She wanted to eat it, as she had first intended. To feel its blood dribble down her chin was a sensation she craved more than anything at the moment. A terrible, insatiable desire. She needed to find somewhere to bid it silent. It was pleading for its life, wasn't it? Yes. It had to be. Why else would it speak to her? Sure of her decision to end its begs for mercy and satisfy her own bloodlust, she sniffed for a spot of emptiness, free of the taunting bodies of tree trunks.
She found one in very little time. Empty, devoid of sound but for the slow chatter of leaves and stone tile. She sat upon them, disregarding the buildings on either of her sides, and the small cement house to her left, and pierced her claws deeper into the rabbit's fleshy neck. She bathed in its squeals of terror as she removed them and nibbled at the gore dribbling down into her nail beds. The fur was rough, matted with dirt as she sank her fangs into it, ripping through to the flesh beneath.

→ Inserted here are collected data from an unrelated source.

PR #10130, opened 2018-10-08
[WIP] Apply automatic board list formatting from #10111 to Makefiles

x3ro:
### Contribution description

Applies the formatting mechanism from #10111 to all relevant Makefiles. Still marked as WIP since there are some corner cases to be fixed.

### DIFF
--- a/tests/mpu_stack_guard/Makefile
+++ b/tests/mpu_stack_guard/Makefile
@@ -1,48 +1,196 @@
 BOARD ?= samr21-xpro
 include ../Makefile.tests_common
 
-BOARD_WHITELIST += arduino-due      # cortex-m3
-BOARD_WHITELIST += arduino-zero     # cortex-m0plus
-BOARD_WHITELIST += cc2538dk         # cortex-m3
-BOARD_WHITELIST += cc2650stk        # cortex-m3
-BOARD_WHITELIST += ek-lm4f120xl     # cortex-m4f
-BOARD_WHITELIST += f4vi1            # cortex-m4f
-BOARD_WHITELIST += fox              # cortex-m3
-BOARD_WHITELIST += frdm-k64f        # cortex-m4
-BOARD_WHITELIST += ikea-tradfri     # cortex-m4f
-BOARD_WHITELIST += iotlab-a8-m3     # cortex-m3
-BOARD_WHITELIST += iotlab-m3        # cortex-m3
-BOARD_WHITELIST += limifrog-v1      # cortex-m3
-BOARD_WHITELIST += maple-mini       # cortex-m3
-BOARD_WHITELIST += mbed_lpc1768     # cortex-m3
-BOARD_WHITELIST += msbiot           # cortex-m4f
-BOARD_WHITELIST += mulle            # cortex-m4
-BOARD_WHITELIST += nrf52dk          # cortex-m4f
-BOARD_WHITELIST += nucleo-f103rb    # cortex-m3
-BOARD_WHITELIST += nucleo-f207zg    # cortex-m3
-BOARD_WHITELIST += nucleo-f303re    # cortex-m4f
-BOARD_WHITELIST += nucleo-f334r8    # cortex-m4f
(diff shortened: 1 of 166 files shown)


kaspar030:
am I the only one who's bothered by having to scroll down first thing after opening a test's Makefile?

tests/socket_zep/Makefile
```diff
@@ -1,7 +1,14 @@
...
 
-BOARD_WHITELIST = native    # socket_zep is only available on native
+BOARD_WHITELIST = # \
+                  available \
+                  is \
+                  native \
+                  native \
+                  on \
+                  only \
+                  socket_zep
```
gebart: Oops!

gebart:
@kaspar030 
> am I the only one who's bothered by having to scroll down first thing after opening a test's Makefile?

Not sure what you mean? Do you mean that the board blacklist/whitelists are too long and you have to scroll down to see the USEMODULE etc lines in the Makefile?

kaspar030:
> Do you mean that the board blacklist/whitelists are too long and you have to scroll down to see the USEMODULE etc lines in the Makefile?

Yes...

tests/socket_zep/Makefile
x3ro: See #10111

x3ro:
> am I the only one who's bothered by having to scroll down first thing after opening a test's Makefile?

So far yes

waehlisch:
You can just search: ```/USEMODULE```

kaspar030:
> You can just search: `/USEMODULE`

Yup. Everytime I open the file, which might be hundred times more often than I modify the lists. Multiplied by the number of people that read at our code, that is quite often.

To me it seems like the board lists get much more screen real estate as they are relevant.
See [this](https://github.com/x3ro/RIOT/blob/pr/consistently-format-board-lists/examples/dtls-echo/Makefile) vs [this](https://github.com/RIOT-OS/RIOT/blob/master/examples/dtls-echo/Makefile).

If there's a script that does the formatting anyways, why not have that output lines that fill 80 characters?

MrKevinWeiss:
Maybe we just move the BOARD_* below the USEMODULE?

kaspar030:
> Maybe we just move the BOARD_* below the USEMODULE?

Yeah, why not? as far down as possible.

x3ro:
> If there's a script that does the formatting anyways, why not have that output lines that fill 80 characters?

To make diffs clean, relevant and reviewable.

> Maybe we just move the BOARD_* below the USEMODULE?

Seems doable

A-Paul:
What about including from (a) separate files(s)?

x3ro:
> What about including from (a) separate files(s)?

Could you elaborate how this would improve the situation over putting the lists at the end of the file?

tests/mpu_stack_guard/Makefile
```diff
@@ -1,48 +1,196 @@
...
 
 USEMODULE += mpu_stack_guard
 
-include $(RIOTBASE)/Makefile.include
-
 ifeq (llvm,$(TOOLCHAIN))
   CFLAGS += -Wno-infinite-recursion
 endif
+
+BOARD_WHITELIST := \
```
MrKevinWeiss: Maybe manually alter this so it doesn't look so silly?  I don't it is worth the effort adding this corner case into the script.

tests/socket_zep/Makefile
```diff
@@ -12,4 +10,14 @@ CFLAGS += -DDEVELHELP
 
 TERMFLAGS ?= -z [::1]:17754
 
+BOARD_WHITELIST := \
```
MrKevinWeiss: Also manually fix this guy.

MrKevinWeiss:
Darn...

MrKevinWeiss:
Maybe see if the updated script works on this.  If there are only a few corner cases that go against convention I think manual fixes are fine.

x3ro:
Closing this. I'd prefer to open a new PR with a clean discussion.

The blood had been drying on her nose for several minutes before she realized the nearing sound of soft breathing and the cluk clak of wooden zori on pavement, and the rustle of clothe on clothe yukata. She could smell the deep scent of lilac perfume mixed with the subtle, bitter odor of rice and alcohol. Scowling she stood and wiped the crimson from her chin, tossing the vermin she had shredded to bone and ribbons of muscle into the bushes. She turned to leave. Somewhere deep in the recesses of her tortured mind, she recognized the danger of having privileges revoked just fine, whether she knew it or not. To be out here was a privilege no one but she could ever know about. She prepared to run…
"Ah! Hey! Onnanohito!"
Too late.
The speaker was a young woman, middle height, with long, ugly hair that stretched like greasy ink to the center of her back, oozing over her shoulders. By the breath of her husky, slightly wobbling voice that it was she who smelt ever so faintly of sake. There was another, right beside her, slightly more attractive though not by much. Shorter though. Darker.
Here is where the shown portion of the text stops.